1. Getting Ready to Crawl

We've spent some time together learning XPath and CSS Locator syntax, and how to use them within scrapy Selector objects. In this lesson, we will introduce Response objects in scrapy, which behave like Selectors, but give us extra tools to mobilize our scraping efforts across multiple websites. You see, we are moving towards creating spiders, programs that crawl the web and scrape data in a way we specify, and although we will need to wait to the next chapter to build a spider, moving from Selector objects to Response objects gives us these extra pieces we need to crawl between sites instead of simply parsing one site.

2. Let's Respond

In the next chapter, we will learn exactly how to scrape a site and load its HTML code into a scrapy variable without having to do all the work we have previously done: loading the HTML code into a string and then passing that string as a variable to a Selector object. But for now, we will focus on Response objects which already have HTML pre-loaded. You ask: "Tom, why are you making us learn a new Response object when you just taught us about Selectors?!". My "Response" to you is that you can use everything we've learned for Selectors with Responses. The Selector object was our introduction to a Response object! What makes us want to use a Response object rather than a Selector is that, on top of all the Selector functionality, the Response object keeps track of which URL the HTML code is from, and hence gives us a tool to not only scrape one single site, but crawl between links on sites and scrape multiple sites automatically!

3. What We Know!

As an illustration of what we already know for Response variables from our Selector expertise, suppose we have pre-loaded a Response variable with the HTML from some website, and we are interested in the span elements which are children of some div element and whose class attribute is "bio". We can still use the xpath method as we have before.
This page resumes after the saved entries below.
PR #1039, opened 2025-01-17
Improve (and test) support for session-specific MRIs

drammock:
~~Per conversation with @larsoner I'm splitting out the work of adding the funloc dataset (and fixing the bugs it reveals) to make the diff cleaner on #1035 (which is actually dealing with a different problem than what funloc addresses --- #1035 is about skipping missing sessions, not handling session-specific anat).~~

This PR has been rebased after #1045 was merged, so now all it does is monkeypatch the funloc dataset to test support for session-specific MRIs.

### Before merging …

### DIFF
--- a/docs/mkdocs.yml
+++ b/docs/mkdocs.yml
@@ -136,8 +136,6 @@ plugins:
     - search
     - macros
     - privacy # https://squidfunk.github.io/mkdocs-material/plugins/privacy/
-    - tags:
-        tags_file: tags.md
     - include-markdown
     - exclude:
         glob:
--- a/mne_bids_pipeline/_config_utils.py
+++ b/mne_bids_pipeline/_config_utils.py
@@ -55,6 +55,12 @@ def get_fs_subject(
         return f"sub-{subject}"
 
 
+def _has_session_specific_anat(
+    subject: str, session: str | None, subjects_dir: pathlib.Path
+) -> bool:
+    return (subjects_dir / f"sub-{subject}_ses-{session}").exists()
+
+
 @functools.cache
 def _get_entity_vals_cached(
     *args: list[Any],
--- a/mne_bids_pipeline/tests/test_run.py
+++ b/mne_bids_pipeline/tests/test_run.py
@@ -363,7 +363,6 @@ def test_session_specific_mri(
                     dst_file = dst_file.replace(subj, freesurfer_subject_mapping[subj])
                     break
             shutil.copyfile(src=walk_root / _file, dst=dst_dir / offset / dst_file)
-    # print_dir_tree(new_bids_path.root)  # for debugging
     # update config so that `subjects_dir` and `deriv_root` also point to the tempdir
     extra_config = f"""
 from pathlib import Path
@@ -408,6 +407,6 @@ deriv_root = Path("{new_bids_path.root}") / "derivatives" / "mne-bids-pipeline" 
         )
         result = pattern.search(coregs["html"])
         assert result is not None
-        assert float(result.group("dist")) < 3
+        assert float(result.group("dist")) < 3  # fit between pts and outer_skin < 3 mm
         results.append(result.groups())
     assert results[0] != results[1]  # different npts and/or different mean distance
--- a/mne_bids_pipeline/tests/test_run.py
+++ b/mne_bids_pipeline/tests/test_run.py
@@ -358,8 +358,9 @@ def test_session_specific_mri(
     # print_dir_tree(new_bids_path.root)  # for debugging
     # update config so that `subjects_dir` and `deriv_root` also point to the tempdir
     extra_config = f"""
+from pathlib import Path
 subjects_dir = "{new_bids_path.root / "derivatives" / "freesurfer" / "subjects"}"
-deriv_root = "{new_bids_path.root / "derivatives" / "mne-bids-pipeline" / "MNE-funloc-data"}"
+deriv_root = Path("{new_bids_path.root}") / "derivatives" / "mne-bids-pipeline" / "MNE-funloc-data"
 """  # noqa E501
     extra_path = tmp_path / "extra_config.py"
     extra_path.write_text(extra_config)
--- a/mne_bids_pipeline/tests/test_run.py
+++ b/mne_bids_pipeline/tests/test_run.py
@@ -9,7 +9,9 @@ from pathlib import Path
 from typing import Any, TypedDict
 
 import pytest
+from mne_bids import BIDSPath, get_bids_path_from_fname
 
+from mne_bids_pipeline._config_import import _import_config
 from mne_bids_pipeline._download import main as download_main
 from mne_bids_pipeline._main import main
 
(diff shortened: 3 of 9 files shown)


mne_bids_pipeline/tests/configs/config_funloc.py
```diff
@@ -0,0 +1,36 @@
...
+use_maxwell_filter: bool = True
+mf_st_duration = 60.0
+# SSP
+n_proj_eog = dict(n_mag=1, n_grad=1, n_eeg=2)
+n_proj_ecg = dict(n_mag=1, n_grad=1, n_eeg=0)
+
+# Epochs
+epochs_tmin = -0.2
+epochs_tmax = 0.5
+epochs_t_adjust = -4.0e-3  # TODO is there a way to do this in MBP?
```
drammock, line 26: @larsoner does MBP have a way of doing what `t_adjust` does in mnefun?

larsoner: No, this should be fixed/adjusted when bidsifying the dataset I think (the timings, event types, etc. in there should be as accurate as possible and not require fixing)

mne_bids_pipeline/tests/test_run.py
```diff
@@ -274,3 +284,101 @@ def test_missing_sessions(
         print()
         with context:
             main()
+
+
+@pytest.mark.dataset_test
+@pytest.mark.parametrize("dataset", ["MNE-funloc-data-with-session-specific-MRI"])
+def test_session_specific_mri(
```
drammock, line 291: @larsoner I need a bit of help with the CircleCI test config.

What I'd like to do is *not* run the funloc dataset as a "dataset test" and only use it for this `session_specific_mri` test. But (I think?) I had to set it up as a "dataset test" in order to get the auto-dataset-downloading to work.  Also I've hit issues a couple times with the `test_documented` test, complaining that the number of dataset tests (or caches) doesn't match the number of entries in `tests/test_run.py:TEST_SUITE`.

In a recent commit, I changed the name of the dataset here to be `MNE-funloc-data-with-session-specific-MRI` so that it would get its own derivatives folder / not overwrite or get overwritten by the "real" dataset test for funloc (which again, I'm not sure we actually need?).

What is your advice on how to handle this setup?

larsoner: > What I'd like to do is not run the funloc dataset as a "dataset test"

FWIW at some point it's probably worth adding it a proper dataset and example. It's an easy to understand dataset, has simultaneous M/EEG, source imaging, *and* multiple subjects, which we don't have so far IIRC.

> I had to set it up as a "dataset test" in order to get the auto-dataset-downloading to work. Also I've hit issues a couple times with the test_documented test, complaining that the number of dataset tests (or caches) doesn't match the number of entries in tests/test_run.py:TEST_SUITE.

So far the categories "dataset that you want to `pytest`", "dataset that is rendered as an example on the website", "dataset that is cached by CircleCI", and "dataset you want to download easily with `pytest --download`" have all been coextensive. There was a point a year or two ago maybe when we *wanted* things that way but they weren't, so I added a bunch of stuff to `test_documented` to make sure all datasets we had at the time -- or would add in the future -- would be consistently used this way. But to whatever extent we don't want those categories to be the same going forward, we can/should relax the `test_documented` test as needed.

For this case, though, it sounds like the thing to do might be to first add `funloc` as a normal, tested dataset in `main` (i.e., split off some stuff from this PR). Then you shouldn't have to mess with any of the `test_documented` etc., just make sure that it runs. I think we discussed this before and said it maybe wasn't necessary... but now it seems useful to help you (and me in review) make sure everything works with the normal dataset. Then this PR gets much simpler, it's any changes needed to the tests (including `test_documented`?) to accommodate the new session-specific anat.

But if you already created the dataset with session-specific anat and it *needs* this PR to work, then might as well do it all here!

drammock: I can split off `funloc` as a normal dataset test. That part I had working a few commits ago, so hopefully that PR will "just work".

I'm still not 100% clear on what things should look like here *after* that bit is split off, in order to (1) get `session-specific-MRI` derivatives written to their own folder, and (2) get `--download` to work with that test, and (3) how/whether to try to cache the monkeypatched dataset instead of recreating it every time.  But we can address those questions once the diff is simplified.

larsoner: For (2) --download we could add a --download-only if needed. But maybe easier to just require that people run the regular test with --download or somehow otherwise obtain the dataset before running the new one that monkey patches. 

For (3) caching hopefully we don't need it and can copy the (few?) needed files/dirs to a tmp_path and modify as needed. This modification could include modifying the config file itself to use a subdir of tmp_path for the derivatives, would would take care of (1)

larsoner: > extra_config to set the subjects_dir. The downside to writing pipeline derivs into tmp_dir is that (I think?) you won't be able to easily view the report files on CI (viewing the reports is how I confirmed locally that different session-specific MRIs were actually getting used)

IIRC on failure I think the directory actually exists / doesn't get wiped so I think you still could. Might require `--pdb` but I don't think it does?

mne_bids_pipeline/_config_utils.py
```diff
@@ -55,6 +55,12 @@ def get_fs_subject(
         return f"sub-{subject}"
 
 
+def _has_session_specific_anat(
+    subject: str, session: str | None, subjects_dir: pathlib.Path
+) -> bool:
+    return (subjects_dir / f"sub-{subject}_ses-{session}").exists()
```
drammock, line 61: This is merely moved from `_01_recon_all.py`, as it's now needed in more than one place.

mne_bids_pipeline/tests/test_run.py
```diff
@@ -278,3 +282,131 @@ def test_missing_sessions(
...
+        # for filenames that contain the subject identifier (BEM files, morph maps),
+        # we need to change the filename too, not just parent folder name
+        for _file in files:
+            dst_file = _file
+            for subj in freesurfer_subject_mapping:
+                if subj in dst_file:
+                    dst_file = dst_file.replace(subj, freesurfer_subject_mapping[subj])
+                    break
+            shutil.copyfile(src=walk_root / _file, dst=dst_dir / offset / dst_file)
+    # print_dir_tree(new_bids_path.root)  # for debugging
```
drammock, line 365:
```suggestion
```
cruft

mne_bids_pipeline/tests/test_run.py
```diff
@@ -278,3 +282,131 @@ def test_missing_sessions(
...
+    # update config so that `subjects_dir` and `deriv_root` also point to the tempdir
+    extra_config = f"""
+from pathlib import Path
+subjects_dir = "{new_bids_path.root / "derivatives" / "freesurfer" / "subjects"}"
+deriv_root = Path("{new_bids_path.root}") / "derivatives" / "mne-bids-pipeline" / "MNE-funloc-data"
+"""  # noqa E501
```
drammock, line 371: It was not working to specify `deriv_root` as a `str`, hence the (IMO awkward) need to cast it to `Path` in this stringified `extra_config` (and also hence the inclusion of `Path` in `valid_extra_names` in `_config_import.py`).  If you're bothered by this, I can pass in `deriv_root` as a `str` and add in an explicit `Path()` cast wherever it's needed (I forget now exactly where the error occurred, but not hard to find out again)

mne_bids_pipeline/tests/test_run.py
```diff
@@ -278,3 +282,131 @@ def test_missing_sessions(
...
+        coregs = next(
+            filter(lambda x: x["dom_id"] == "Sensor_alignment", report["_content"])
+        )
+        pattern = re.compile(
+            r"Average distance from (?P<npts>\d+) digitized points to head: "
+            r"(?P<dist>\d+(?:\.\d+)?) mm"
+        )
+        result = pattern.search(coregs["html"])
+        assert result is not None
+        assert float(result.group("dist")) < 3
```
drammock, line 410:
```suggestion
        assert float(result.group("dist")) < 3  # fit between pts and outer_skin < 3 mm
```
add an explainer comment

mne_bids_pipeline/tests/test_run.py
```diff
@@ -278,3 +282,131 @@ def test_missing_sessions(
...
+    # hack in the new bids_root
+    command.append(f"--root-dir={new_bids_path.root}")
+    if "--pdb" in sys.argv:
+        command.append("--n_jobs=1")
+    monkeypatch.setenv("_MNE_BIDS_STUDY_TESTING", "true")
+    monkeypatch.setattr(sys, "argv", command)
+    with capsys.disabled():
+        print()
+        main()
+    # check some things that are indicative of different MRIs being used in each session
```
drammock, line 387: this is just the first thing that occurred to me to check, but there's probably a better / simpler / more definitive thing to look at, LMK if you think of something.

drammock (commented):
OK this one is just about ready. Test passes locally. Not done is figuring out how to run `test_session_specific_mri` in an environment that actually has the Funloc dataset available (it's not there for the "doc consistency and codespell" workflow, which is what runs `pytest -m "not dataset_test"`).  Is the best approach to create a new CircleCI job to run that test, and make it depend on the funloc cache job? (and also tag it as a dataset test? Or give it a different fixture tag and use that tag to exclude it from "doc consistency and codespell"?)

larsoner:
One test fails, I think you might need to mark it a `dataset_test`?

drammock:
> One test fails, I think you might need to mark it a `dataset_test`?

did you see my message from before? 👇🏻 

>  Not done is figuring out how to run test_session_specific_mri in an environment that actually has the Funloc dataset available (it's not there for the "doc consistency and codespell" workflow, which is what runs pytest -m "not dataset_test"). Is the best approach to create a new CircleCI job to run that test, and make it depend on the funloc cache job? (and also tag it as a dataset test? Or give it a different fixture tag and use that tag to exclude it from "doc consistency and codespell"?)

mne_bids_pipeline/tests/test_run.py
```diff
@@ -278,3 +282,131 @@ def test_missing_sessions(
         print()
         with context:
             main()
+
+
+def test_session_specific_mri(
```
larsoner, line 287: I think this should make `doc` not run the test.
```suggestion
@pytest.mark.dataset_test
def test_session_specific_mri(
```
But then you'll want to modify `.github/workflows/run_tests.yml` to have another `pytest` line that *does* run this test.

larsoner: ... I think that would help us move toward "CircleCI should run all unit tests that it needs for docs" and "GHA runs non-doc unit tests, including a couple of pipeline caching tests"

drammock: ok.  IIUC though that would involve downloading the dataset from OSF into the GHA runner. Is that better than setting it up as a CircleCI job that is dependent on `cache-MNE-funloc-data`?  I guess the GHA job would be free, so that's one advantage...

larsoner: Yeah the DL and cache on GHA should be pretty quick assuming it works and doesn't hit a size limit or anything

drammock:
@larsoner after installing `pyvistaqt` (like the error message suggests) I'm still hitting the same error:

```
FAILED mne_bids_pipeline/tests/test_run.py::test_session_specific_mri - RuntimeError: Could not load any valid 3D backend
pyvistaqt: No Qt bindings could be found
notebook: No module named 'ipyevents'

 install pyvistaqt, using pip or conda:
'pip install pyvistaqt'
'conda install -c conda-forge pyvistaqt'

 or install ipywidgets, if using a notebook backend
'pip install ipywidgets'
'conda install -c conda-forge ipywidgets'
```
any tips?

larsoner:
Needed to install a qt binding, we could probably improve that error message

docs/mkdocs.yml
```diff
@@ -136,8 +136,6 @@ plugins:
     - search
     - macros
     - privacy # https://squidfunk.github.io/mkdocs-material/plugins/privacy/
-    - tags:
-        tags_file: tags.md
```
hoechenberger, line 140: why this change?

drammock:
argh now it's OSF throttling:
```
FAILED mne_bids_pipeline/tests/test_run.py::test_session_specific_mri - requests.exceptions.HTTPError: 429 Client Error: Too Many Requests for url: https://files.osf.io/v1/resources/rxvq7/providers/osfstorage/5cbdba4ef2be3c0019091890?version=2&action=download&direct
```

larsoner:
Looks good, thanks @drammock !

We can still use the css method as we've learned about in this chapter. We can chain together these methods. And we can extract the selected data using the extract or extract_first methods we already know about.

4. What We Don't Know

What we gain by using a Response object is the functionality to keep track of the URL where the HTML was scraped from, which it stores as a string in its url variable; and the ability to follow a new link using the follow method, which allows us to crawl through multiple pages for scraping. We will learn more about the follow method in the next chapter, for now just realize that this ability to "follow" links automatically makes using Response the correct choice when we want to crawl between websites for scraping.

5. In Response

In this lesson we introduced the scrapy Response object, showing how it can be used like a Selector, but adds crawling capability. Although we still have some gaps to fill in with regards to our understanding of creating a Response and utilizing the follow method for crawling, those gaps will be the focus of our next chapter, and the culmination of our work so far. You will be able to create a web spider to crawl and scrape multiple sites automatically.